PR #348, opened 2023-08-25
refactor: replace printer pkg

glimberea:
The old `Printer` package needs to be replaced with the new `jsontabwriter` and `json2table` output generation packages, so that `stdout` and `stderr` for a command are no longer hard coded.

TODO:
- [x] replace in DBaaS commands
- [x] replace `confirmation.AskForConfirm (deprecated)` with `confirm.Ask`
- [x] replace `clierror.CheckError (deprecated)` with `die.Die`
- [x] fix/reevaluate dataplatform nodepool printing (storage and ram cols)
- [ ] test for errors


commands/certmanager/apiversion.go
```diff
@@ -26,63 +35,31 @@ func CertGetApiVersionCmd() *core.Command {
 		InitClient: true,
 	})
 
-	cmd.Command.Flags().StringSlice(constants.ArgCols, nil, printer.ColsMessage(allCols))
+	cmd.Command.Flags().StringSlice(constants.ArgCols, nil, tabheaders.ColsMessage(defaultCertificateCols))
```
avirtopeanu-ionos, line 38: `defaultCertificateCols` is printed as the set of all available columns, yet `allApiVersionCols` used for autocompleting the available columns

commands/certmanager/delete.go
```diff
@@ -46,36 +48,42 @@ func CertDeleteCmd() *core.Command {
...
 		if err != nil {
 			return err
 		}
+
 		for _, cert := range *certs.Items {
 			msg := fmt.Sprintf("delete Certificate ID: %s", *cert.Id)
-			if err := utils.AskForConfirm(c.Stdin, c.Printer, msg); err != nil {
-				return err
+			if !confirm.FAsk(c.Command.Command.InOrStdin(), msg, viper.GetBool(constants.ArgForce)) {
+				return nil
```
avirtopeanu-ionos, line 68: Is this intended? i.e. no longer throwing an error if the user refuses the confirmation

commands/cloudapi-v6/applicationloadbalancer_rule_test.go
```diff
@@ -489,6 +491,7 @@ func TestRunApplicationLoadBalancerForwardingRuleDeleteAllListErr(t *testing.T)
 		viper.Set(core.GetFlagName(cfg.NS, cloudapiv6.ArgApplicationLoadBalancerId), testAlbForwardingRuleVar)
 		viper.Set(core.GetFlagName(cfg.NS, cloudapiv6.ArgAll), true)
 		rm.CloudApiV6Mocks.ApplicationLoadBalancer.EXPECT().ListForwardingRules(testAlbForwardingRuleVar, testAlbForwardingRuleVar, gomock.AssignableToTypeOf(testListQueryParam)).Return(testAlbForwardingRules, nil, testApplicationLoadBalancerForwardingRuleErr)
+		cfg.Command.Command.SetIn(bytes.NewReader([]byte("\n")))
```
avirtopeanu-ionos, line 494: Just an observation that this test already uses `--force` and this isn't needed

commands/cloudapi-v6/completer/properties.go
```diff
@@ -11,7 +11,7 @@ import (
 
 // DatacenterCPUFamilies returns the list of available CPU families in a given datacenter
 // If the datacenter ID is not provided returns a set of possible default values.
-func DatacenterCPUFamilies(ctx context.Context, outErr io.Writer, datacenterId string) []string {
+func DatacenterCPUFamilies(ctx context.Context, _ io.Writer, datacenterId string) []string {
```
avirtopeanu-ionos, line 14: Can safely remove the unused argument

commands/dbaas/mongo/cluster/delete.go
```diff
@@ -64,17 +65,17 @@ ionosctl db m c d --all --name <name>`,
...
+				keepGoing := confirm.FAsk(c.Command.Command.InOrStdin(), fmt.Sprintf("%s, try deleting %s anyways", wrapped.Error(), clusterId))
 				if !keepGoing {
 					return wrapped
 				}
 			}
 
-			ok := confirm.Ask(confirmStringForCluster(chosenCluster), viper.GetBool(core.GetFlagName(c.NS, constants.ArgForce)))
+			ok := confirm.FAsk(c.Command.Command.InOrStdin(), confirmStringForCluster(chosenCluster), viper.GetBool(constants.ArgForce))
 			if !ok {
 				return fmt.Errorf("user denied confirmation")
```
avirtopeanu-ionos, line 76: For some resources we throw an error if user denies confirmation, yet for others we don't.

Let's make a decision and update them all to be the same

commands/version.go
```diff
@@ -41,14 +42,11 @@ func VersionCmd() *core.Command {
...
 func RunVersion(c *core.CommandConfig) error {
-	err := c.Printer.Print(rootCmd.Command.Version)
-	if err != nil {
-		return err
-	}
-	c.Printer.Verbose("sdk-go " + sdkcompute.Version)
-	c.Printer.Verbose("sdk-go-dbaas-postgres " + sdkpostgres.Version)
-	c.Printer.Verbose("sdk-go-auth " + sdkauth.Version)
-	c.Printer.Verbose("sdk-go-cert-manager " + sdkcertmanager.Version)
+	fmt.Fprintf(c.Command.Command.OutOrStdout(), jsontabwriter.GenerateLogOutput(c.Command.Command.Version))
```
avirtopeanu-ionos, line 45: This doesn't work for some reason.

```
 % i version

```

commands/certmanager/delete.go
glimberea: yes, it was intentional given that `confirm.FAsk` never throws an error (even when the user inputs gibberish instead of yes/no). i figured it was intentionally thought out to be that way, but it would be easy to add a check for invalid input and have it return an error. the return value for when `no` should still be `nil` though.

commands/version.go
avirtopeanu-ionos: Found it

```suggestion
	fmt.Fprintf(c.Command.Command.OutOrStdout(), jsontabwriter.GenerateLogOutput(rootCmd.Command.Version))
```

But wow, having `Version` defined on every single command is truly... something. We should get rid of that.

glimberea: 🤦🏻‍♀️ 
yeah, we really should get that fixed

commands/certmanager/delete.go
avirtopeanu-ionos: well, initially the CLI would throw errors if the user inputs gibberish / no. `user denied confirmation`

However, I don't mind this change, because:
1. These errors are not really part of any contract / promise
2. These errors are not intended for software integrations, etc, since those users generally want to use `-f/--force` and never have to deal with them
3. I can't think of any use case in which the user would want to parse the resulting output of the API in case he answers `no` upon changing his mind about the deletion / accidentally running the command.

So, I don't necessarily like this change, but I'm okay with it - just have to adjust the other places where an err is returned and return nil instead.

glimberea: Since you're not 100% on board with this change, I will make it have the same behavior as before (error on no/gibberish), just so we are consistent and we don't cause any potential breaking changes for users (I don't know who would parse the error output in this case, but it's better to be safe than sorry). :))))

avirtopeanu-ionos (approved):
Great work! :1st_place_medal:

PR #350, opened 2023-08-29
fix #349: api url env var

### LINKED ISSUE #349: IONOS_API_URL not working since v6.6.4
## Description

When using ionosctl v6.6.4 or newer (tested up until 6.6.8), the `IONOS_API_URL` environment variable does not seem to be used anymore.
Instead of accessing the api endpoint configured this way, the variable is ignored and the default value used.

## Expected behavior

I expect the environment variable `IONOS_API_URL` to define the API endpoint accessed by ionosctl, similar to the `--api-url` / `-u` flag.

## Environment

Ionosctl version:
```
6.6.4 (and newer)
```
OS:
```
darwin/arm64
```
Shell:
```
zsh
```

## How to Reproduce

1. Set up `ionosctl` for normal API access, e.g. by exporting the `IONOS_USERNAME` and `IONOS_PASSWORD` env variables
2. Verify that API access works using `ionosctl dc list`
3. Set `export IONOS_API_URL=doesnt.exist` or a similar url that should not work
4. Run `ionosctl dc list`. Observe that the same result as in step 2 is obtained.
5. (optional) run `ionosctl -u $IONOS_API_URL dc list` and observe an error

avirtopeanu-ionos:
fixes #349: `IONOS_API_URL` being overriden by default flag values

### DIFF
--- a/pkg/config/config.go
+++ b/pkg/config/config.go
@@ -49,7 +49,6 @@ func GetServerUrl() string {
 	}
 	if cfgVal := viper.GetString(constants.ServerUrl); viper.IsSet(constants.ServerUrl) {
 		// 3. Fallback to non-empty cfg field
-		fmt.Println("cfg val: " + cfgVal)
 		return cfgVal
 	}
 	// 4. Return empty string. SDKs should handle it, per docs
--- a/pkg/config/config.go
+++ b/pkg/config/config.go
@@ -9,9 +9,9 @@ import (
 	"path/filepath"
 	"runtime"
 	"strconv"
+	"strings"
 
 	"github.com/ionos-cloud/ionosctl/v6/pkg/constants"
-
 	cloudv6 "github.com/ionos-cloud/sdk-go/v6"
 
 	"github.com/spf13/viper"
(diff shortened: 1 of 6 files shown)


pkg/config/config.go
```diff
@@ -36,15 +36,18 @@ func GetUserData() map[string]string {
 //	  so, a very natural reaction to this is checking the next chain variables yourself or leaving it blank - which creates a ton of technical debt and code duplication, or unpredictable behaviour for the user
 func GetServerUrl() string {
 	viper.AutomaticEnv()
-	if flagVal := viper.GetString(constants.ArgServerUrl); flagVal != "" {
-		// 1. Above all, use if the global flag is set
-		return flagVal
+	if flagVal := viper.GetString(constants.ArgServerUrl); viper.IsSet(constants.ArgServerUrl) {
+		// 1. Above all, use global flag val
+		if flagVal != "dns.de-fra.ionos.com" {
```
cristiGuranIonos, line 41: maybe you can use !strings.Contains and use dns.DefaultIonosServerUrl instead of defining here "dns.de-fra.ionos.com" .

cristiGuranIonos (approved):

pkg/config/config.go
avirtopeanu-ionos: can't use that constant because it would lead to circular imports :( but yeah, I will move it to our constants pkg so I can use it here.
━━━━━━
§ **Task**
Of the lines above, copy each that contains "longer".

§ **Task response**
The old `Printer` package needs to be replaced with the new `jsontabwriter` and `json2table` output generation packages, so that `stdout` and `stderr` for a command are no longer hard coded.
avirtopeanu-ionos, line 68: Is this intended? i.e. no longer throwing an error if the user refuses the confirmation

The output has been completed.